> Directions for this task
Look for the string "targeted" in the data below, and copy each line that holds it.

> Input for this task
BEGIN

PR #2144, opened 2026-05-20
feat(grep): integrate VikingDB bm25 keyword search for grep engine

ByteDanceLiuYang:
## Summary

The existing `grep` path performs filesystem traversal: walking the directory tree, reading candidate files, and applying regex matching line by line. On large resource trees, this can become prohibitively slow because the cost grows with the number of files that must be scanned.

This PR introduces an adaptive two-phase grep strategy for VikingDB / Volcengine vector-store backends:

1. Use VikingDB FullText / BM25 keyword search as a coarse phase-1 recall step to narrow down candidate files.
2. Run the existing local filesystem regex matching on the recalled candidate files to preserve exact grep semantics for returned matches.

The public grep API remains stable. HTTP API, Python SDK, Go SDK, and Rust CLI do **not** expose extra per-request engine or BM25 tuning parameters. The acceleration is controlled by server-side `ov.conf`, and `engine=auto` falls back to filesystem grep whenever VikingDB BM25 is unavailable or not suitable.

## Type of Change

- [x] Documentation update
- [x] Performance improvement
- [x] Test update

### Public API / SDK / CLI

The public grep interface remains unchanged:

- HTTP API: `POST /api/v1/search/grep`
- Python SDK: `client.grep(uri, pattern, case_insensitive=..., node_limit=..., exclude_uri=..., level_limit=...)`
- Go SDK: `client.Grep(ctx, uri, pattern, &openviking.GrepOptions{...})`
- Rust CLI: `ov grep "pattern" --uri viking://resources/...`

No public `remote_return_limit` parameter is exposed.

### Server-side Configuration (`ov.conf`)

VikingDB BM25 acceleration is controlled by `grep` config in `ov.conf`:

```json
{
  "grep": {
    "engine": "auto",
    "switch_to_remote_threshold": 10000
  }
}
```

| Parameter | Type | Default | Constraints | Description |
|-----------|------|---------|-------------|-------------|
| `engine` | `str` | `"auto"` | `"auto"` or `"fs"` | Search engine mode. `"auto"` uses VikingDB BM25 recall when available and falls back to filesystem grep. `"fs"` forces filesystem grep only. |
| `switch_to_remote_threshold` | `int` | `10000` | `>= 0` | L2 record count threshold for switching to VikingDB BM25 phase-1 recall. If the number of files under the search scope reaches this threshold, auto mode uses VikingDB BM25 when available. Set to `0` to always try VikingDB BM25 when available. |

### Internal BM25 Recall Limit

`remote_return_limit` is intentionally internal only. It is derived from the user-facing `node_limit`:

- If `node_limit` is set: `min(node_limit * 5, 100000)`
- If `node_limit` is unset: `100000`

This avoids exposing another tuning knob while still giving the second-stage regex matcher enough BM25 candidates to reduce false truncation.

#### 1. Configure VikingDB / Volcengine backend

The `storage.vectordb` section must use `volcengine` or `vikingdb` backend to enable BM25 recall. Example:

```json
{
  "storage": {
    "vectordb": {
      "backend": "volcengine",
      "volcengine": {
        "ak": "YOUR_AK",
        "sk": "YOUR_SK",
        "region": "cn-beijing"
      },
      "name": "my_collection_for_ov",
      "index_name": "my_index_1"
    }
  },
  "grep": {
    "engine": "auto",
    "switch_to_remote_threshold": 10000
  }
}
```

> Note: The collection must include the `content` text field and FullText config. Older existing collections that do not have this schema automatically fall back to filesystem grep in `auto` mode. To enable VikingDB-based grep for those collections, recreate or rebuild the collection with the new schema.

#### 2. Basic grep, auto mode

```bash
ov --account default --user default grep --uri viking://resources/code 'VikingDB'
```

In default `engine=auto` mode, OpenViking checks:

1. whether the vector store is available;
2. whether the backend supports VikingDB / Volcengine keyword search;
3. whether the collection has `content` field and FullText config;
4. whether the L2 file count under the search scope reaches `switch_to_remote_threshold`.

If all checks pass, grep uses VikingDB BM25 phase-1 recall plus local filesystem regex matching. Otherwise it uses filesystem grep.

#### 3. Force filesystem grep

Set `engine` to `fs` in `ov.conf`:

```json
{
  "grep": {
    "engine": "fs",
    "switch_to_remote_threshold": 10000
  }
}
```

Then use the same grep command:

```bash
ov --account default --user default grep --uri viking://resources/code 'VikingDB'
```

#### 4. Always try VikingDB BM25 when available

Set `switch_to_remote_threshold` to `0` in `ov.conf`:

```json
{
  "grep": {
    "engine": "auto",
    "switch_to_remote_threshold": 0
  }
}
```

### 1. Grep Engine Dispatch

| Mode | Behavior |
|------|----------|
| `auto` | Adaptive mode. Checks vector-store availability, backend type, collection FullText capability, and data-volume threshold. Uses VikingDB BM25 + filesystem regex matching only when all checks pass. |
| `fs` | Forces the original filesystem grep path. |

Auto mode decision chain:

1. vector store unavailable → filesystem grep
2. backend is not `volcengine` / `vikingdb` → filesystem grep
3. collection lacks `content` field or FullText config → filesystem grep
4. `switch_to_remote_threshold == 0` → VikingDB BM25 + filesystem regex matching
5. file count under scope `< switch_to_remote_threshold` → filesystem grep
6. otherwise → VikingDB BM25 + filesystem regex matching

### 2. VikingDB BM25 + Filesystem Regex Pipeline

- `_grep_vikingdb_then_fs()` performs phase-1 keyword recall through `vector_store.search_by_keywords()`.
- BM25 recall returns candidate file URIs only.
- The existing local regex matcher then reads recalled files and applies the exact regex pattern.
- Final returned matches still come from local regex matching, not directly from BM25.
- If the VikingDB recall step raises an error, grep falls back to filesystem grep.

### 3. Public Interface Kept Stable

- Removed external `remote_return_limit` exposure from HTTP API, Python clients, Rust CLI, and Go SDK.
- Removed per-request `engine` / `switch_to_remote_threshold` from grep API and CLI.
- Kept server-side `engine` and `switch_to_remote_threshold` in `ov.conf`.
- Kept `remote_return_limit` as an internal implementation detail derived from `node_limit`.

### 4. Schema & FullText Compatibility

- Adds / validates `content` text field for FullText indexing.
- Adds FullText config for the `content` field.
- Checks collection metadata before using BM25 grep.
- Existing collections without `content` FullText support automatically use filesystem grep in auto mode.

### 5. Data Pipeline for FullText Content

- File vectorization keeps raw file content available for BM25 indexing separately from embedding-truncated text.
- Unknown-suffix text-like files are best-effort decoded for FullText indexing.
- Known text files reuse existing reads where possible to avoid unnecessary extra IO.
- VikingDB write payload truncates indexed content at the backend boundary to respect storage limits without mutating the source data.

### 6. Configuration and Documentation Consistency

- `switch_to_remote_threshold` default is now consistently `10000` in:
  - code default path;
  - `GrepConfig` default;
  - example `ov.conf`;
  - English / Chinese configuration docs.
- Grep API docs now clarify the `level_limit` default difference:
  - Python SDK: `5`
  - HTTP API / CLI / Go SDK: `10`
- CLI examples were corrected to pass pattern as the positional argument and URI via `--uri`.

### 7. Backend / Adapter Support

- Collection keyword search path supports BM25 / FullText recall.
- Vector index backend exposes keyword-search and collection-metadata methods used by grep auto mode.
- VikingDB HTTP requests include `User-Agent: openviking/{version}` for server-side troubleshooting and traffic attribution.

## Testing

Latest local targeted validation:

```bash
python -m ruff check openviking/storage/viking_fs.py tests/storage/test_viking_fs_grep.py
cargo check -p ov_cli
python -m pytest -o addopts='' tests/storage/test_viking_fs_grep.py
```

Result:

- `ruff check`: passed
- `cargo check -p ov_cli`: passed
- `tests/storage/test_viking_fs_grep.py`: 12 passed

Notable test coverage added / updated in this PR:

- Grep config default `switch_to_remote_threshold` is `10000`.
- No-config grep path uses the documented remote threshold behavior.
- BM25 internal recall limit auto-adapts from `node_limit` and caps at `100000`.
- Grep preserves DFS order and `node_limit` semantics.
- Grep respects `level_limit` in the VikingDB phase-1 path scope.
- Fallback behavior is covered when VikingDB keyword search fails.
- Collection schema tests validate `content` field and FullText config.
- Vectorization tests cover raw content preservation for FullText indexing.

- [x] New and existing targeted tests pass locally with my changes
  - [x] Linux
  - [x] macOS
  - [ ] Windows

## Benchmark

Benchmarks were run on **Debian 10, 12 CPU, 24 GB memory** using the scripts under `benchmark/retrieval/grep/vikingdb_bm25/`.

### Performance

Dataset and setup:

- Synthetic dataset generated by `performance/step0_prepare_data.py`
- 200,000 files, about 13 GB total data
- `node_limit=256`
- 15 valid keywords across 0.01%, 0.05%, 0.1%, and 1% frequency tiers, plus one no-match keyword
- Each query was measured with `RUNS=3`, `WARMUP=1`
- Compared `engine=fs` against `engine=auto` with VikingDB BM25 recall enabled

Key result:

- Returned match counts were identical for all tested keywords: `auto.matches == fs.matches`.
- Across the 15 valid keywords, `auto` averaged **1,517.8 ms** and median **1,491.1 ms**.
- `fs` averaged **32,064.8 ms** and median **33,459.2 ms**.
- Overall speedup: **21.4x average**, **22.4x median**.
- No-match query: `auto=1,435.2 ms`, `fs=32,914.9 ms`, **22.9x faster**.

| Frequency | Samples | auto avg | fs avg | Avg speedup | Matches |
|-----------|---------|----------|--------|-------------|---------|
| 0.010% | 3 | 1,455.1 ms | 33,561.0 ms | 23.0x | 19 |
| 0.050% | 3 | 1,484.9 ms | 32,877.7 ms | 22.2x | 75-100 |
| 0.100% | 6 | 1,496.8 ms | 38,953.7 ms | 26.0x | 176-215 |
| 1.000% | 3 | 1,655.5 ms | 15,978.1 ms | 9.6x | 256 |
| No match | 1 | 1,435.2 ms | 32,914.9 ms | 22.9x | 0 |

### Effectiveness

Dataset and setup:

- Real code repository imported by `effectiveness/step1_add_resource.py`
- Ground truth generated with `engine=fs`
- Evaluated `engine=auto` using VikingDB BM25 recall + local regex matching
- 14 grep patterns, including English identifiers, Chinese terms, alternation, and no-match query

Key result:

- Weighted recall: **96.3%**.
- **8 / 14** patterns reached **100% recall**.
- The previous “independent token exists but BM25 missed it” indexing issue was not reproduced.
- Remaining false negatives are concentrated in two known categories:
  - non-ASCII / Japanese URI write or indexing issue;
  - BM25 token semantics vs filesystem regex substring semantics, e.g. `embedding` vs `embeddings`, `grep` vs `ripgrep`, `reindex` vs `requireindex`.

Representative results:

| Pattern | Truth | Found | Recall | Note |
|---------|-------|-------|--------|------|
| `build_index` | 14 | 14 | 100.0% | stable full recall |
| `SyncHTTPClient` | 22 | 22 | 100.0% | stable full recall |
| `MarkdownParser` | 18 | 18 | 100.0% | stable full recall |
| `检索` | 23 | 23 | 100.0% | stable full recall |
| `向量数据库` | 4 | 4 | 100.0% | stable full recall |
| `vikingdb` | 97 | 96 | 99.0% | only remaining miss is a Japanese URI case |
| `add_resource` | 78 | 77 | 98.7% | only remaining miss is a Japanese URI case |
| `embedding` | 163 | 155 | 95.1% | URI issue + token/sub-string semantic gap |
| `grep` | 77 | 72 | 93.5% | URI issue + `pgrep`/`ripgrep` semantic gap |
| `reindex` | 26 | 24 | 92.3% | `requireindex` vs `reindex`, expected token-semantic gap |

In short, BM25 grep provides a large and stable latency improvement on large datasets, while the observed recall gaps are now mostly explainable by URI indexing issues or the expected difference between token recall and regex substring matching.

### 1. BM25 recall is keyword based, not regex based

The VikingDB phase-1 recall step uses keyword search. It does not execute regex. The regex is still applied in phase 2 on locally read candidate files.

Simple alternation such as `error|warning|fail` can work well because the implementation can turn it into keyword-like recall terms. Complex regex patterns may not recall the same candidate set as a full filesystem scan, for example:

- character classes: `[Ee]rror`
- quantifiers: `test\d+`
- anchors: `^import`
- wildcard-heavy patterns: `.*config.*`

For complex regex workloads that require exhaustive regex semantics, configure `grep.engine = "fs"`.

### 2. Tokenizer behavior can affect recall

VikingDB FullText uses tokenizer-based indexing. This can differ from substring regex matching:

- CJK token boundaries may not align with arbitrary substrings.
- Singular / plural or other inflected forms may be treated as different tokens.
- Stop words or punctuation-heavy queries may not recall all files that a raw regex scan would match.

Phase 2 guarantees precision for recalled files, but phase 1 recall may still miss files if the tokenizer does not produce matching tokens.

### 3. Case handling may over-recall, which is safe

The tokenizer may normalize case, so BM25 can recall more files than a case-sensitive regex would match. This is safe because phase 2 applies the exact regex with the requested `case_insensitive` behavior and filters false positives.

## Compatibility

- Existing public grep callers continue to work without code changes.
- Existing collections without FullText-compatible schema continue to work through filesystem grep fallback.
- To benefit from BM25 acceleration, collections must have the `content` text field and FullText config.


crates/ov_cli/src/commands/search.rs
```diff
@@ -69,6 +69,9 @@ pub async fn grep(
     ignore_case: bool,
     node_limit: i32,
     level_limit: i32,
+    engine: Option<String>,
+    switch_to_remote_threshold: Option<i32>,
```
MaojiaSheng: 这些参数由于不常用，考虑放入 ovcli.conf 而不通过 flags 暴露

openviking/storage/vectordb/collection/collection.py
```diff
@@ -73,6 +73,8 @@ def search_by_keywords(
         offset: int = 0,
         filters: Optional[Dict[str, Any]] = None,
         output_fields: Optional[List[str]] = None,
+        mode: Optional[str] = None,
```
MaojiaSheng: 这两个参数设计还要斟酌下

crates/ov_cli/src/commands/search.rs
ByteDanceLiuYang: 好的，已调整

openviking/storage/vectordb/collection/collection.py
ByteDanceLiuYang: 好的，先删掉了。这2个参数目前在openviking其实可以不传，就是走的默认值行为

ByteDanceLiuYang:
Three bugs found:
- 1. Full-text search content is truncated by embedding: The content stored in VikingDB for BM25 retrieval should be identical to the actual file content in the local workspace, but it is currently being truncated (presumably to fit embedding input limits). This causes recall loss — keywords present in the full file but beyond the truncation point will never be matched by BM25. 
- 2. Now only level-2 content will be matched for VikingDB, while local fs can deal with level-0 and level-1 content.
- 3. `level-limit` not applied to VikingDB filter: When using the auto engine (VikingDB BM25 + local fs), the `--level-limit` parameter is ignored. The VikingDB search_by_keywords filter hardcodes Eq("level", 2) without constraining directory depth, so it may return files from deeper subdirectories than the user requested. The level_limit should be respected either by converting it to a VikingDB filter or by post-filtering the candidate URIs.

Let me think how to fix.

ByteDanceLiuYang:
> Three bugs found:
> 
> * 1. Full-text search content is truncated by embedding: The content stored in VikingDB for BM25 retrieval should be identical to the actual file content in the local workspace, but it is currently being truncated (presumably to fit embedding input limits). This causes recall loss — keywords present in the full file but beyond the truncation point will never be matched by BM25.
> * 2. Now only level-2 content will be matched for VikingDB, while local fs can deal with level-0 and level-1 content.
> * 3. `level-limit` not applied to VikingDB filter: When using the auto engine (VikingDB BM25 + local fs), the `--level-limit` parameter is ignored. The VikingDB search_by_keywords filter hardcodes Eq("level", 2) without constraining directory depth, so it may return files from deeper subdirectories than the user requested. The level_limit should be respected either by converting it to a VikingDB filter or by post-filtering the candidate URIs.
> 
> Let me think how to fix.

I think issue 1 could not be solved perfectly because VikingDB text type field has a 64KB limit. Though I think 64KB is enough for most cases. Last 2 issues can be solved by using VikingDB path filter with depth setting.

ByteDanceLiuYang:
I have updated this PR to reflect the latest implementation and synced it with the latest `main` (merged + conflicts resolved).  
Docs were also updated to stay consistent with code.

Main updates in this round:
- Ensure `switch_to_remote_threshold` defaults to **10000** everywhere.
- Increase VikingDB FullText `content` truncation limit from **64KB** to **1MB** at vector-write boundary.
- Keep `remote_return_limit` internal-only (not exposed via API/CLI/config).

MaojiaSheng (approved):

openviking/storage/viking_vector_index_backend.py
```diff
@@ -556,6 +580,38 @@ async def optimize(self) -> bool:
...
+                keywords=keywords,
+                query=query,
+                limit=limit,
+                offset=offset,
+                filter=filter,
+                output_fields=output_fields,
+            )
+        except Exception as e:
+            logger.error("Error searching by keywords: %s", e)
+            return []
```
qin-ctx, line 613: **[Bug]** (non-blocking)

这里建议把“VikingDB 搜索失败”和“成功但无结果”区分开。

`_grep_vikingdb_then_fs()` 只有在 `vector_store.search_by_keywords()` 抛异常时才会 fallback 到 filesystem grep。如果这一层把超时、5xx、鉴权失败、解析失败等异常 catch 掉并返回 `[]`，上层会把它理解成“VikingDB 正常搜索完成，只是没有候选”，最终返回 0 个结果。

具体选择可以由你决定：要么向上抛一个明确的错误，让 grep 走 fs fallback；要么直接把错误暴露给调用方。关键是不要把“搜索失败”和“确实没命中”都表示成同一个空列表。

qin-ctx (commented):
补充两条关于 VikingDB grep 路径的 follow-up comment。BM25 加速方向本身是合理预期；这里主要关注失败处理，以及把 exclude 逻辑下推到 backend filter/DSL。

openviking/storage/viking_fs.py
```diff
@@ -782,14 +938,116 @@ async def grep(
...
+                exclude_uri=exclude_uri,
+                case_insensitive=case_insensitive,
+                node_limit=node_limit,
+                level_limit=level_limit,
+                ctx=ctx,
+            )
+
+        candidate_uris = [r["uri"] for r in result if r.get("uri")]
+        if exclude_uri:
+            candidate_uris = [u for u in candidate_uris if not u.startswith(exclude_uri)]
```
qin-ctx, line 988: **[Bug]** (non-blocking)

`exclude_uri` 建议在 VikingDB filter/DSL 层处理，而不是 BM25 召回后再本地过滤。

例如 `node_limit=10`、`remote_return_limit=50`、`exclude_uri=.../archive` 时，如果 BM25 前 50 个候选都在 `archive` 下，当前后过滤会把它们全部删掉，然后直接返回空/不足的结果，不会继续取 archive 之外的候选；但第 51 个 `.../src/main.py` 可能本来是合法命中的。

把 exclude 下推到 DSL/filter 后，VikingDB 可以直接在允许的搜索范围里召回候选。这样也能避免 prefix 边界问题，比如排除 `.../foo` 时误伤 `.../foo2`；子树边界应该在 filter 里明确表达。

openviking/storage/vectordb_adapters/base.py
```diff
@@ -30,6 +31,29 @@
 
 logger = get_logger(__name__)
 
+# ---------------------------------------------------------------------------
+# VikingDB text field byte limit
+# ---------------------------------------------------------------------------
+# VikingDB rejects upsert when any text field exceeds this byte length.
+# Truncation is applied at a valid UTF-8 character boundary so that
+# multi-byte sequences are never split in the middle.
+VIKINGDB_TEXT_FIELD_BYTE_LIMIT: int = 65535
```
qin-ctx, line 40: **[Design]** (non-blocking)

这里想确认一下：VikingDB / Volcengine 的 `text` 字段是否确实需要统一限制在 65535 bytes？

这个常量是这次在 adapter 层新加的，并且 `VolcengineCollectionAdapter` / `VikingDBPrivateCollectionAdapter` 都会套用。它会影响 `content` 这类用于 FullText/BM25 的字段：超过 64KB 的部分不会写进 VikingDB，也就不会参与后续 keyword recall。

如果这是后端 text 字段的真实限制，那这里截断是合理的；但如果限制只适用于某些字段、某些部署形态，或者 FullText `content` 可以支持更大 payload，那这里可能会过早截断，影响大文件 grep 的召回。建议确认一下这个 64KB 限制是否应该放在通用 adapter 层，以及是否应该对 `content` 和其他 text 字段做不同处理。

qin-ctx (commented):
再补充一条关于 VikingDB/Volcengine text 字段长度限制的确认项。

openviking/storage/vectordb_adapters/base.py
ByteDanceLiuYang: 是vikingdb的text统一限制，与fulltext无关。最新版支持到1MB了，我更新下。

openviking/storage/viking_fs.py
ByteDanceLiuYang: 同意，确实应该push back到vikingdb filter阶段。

END

> Your solution
Latest local targeted validation:
- [x] New and existing targeted tests pass locally with my changes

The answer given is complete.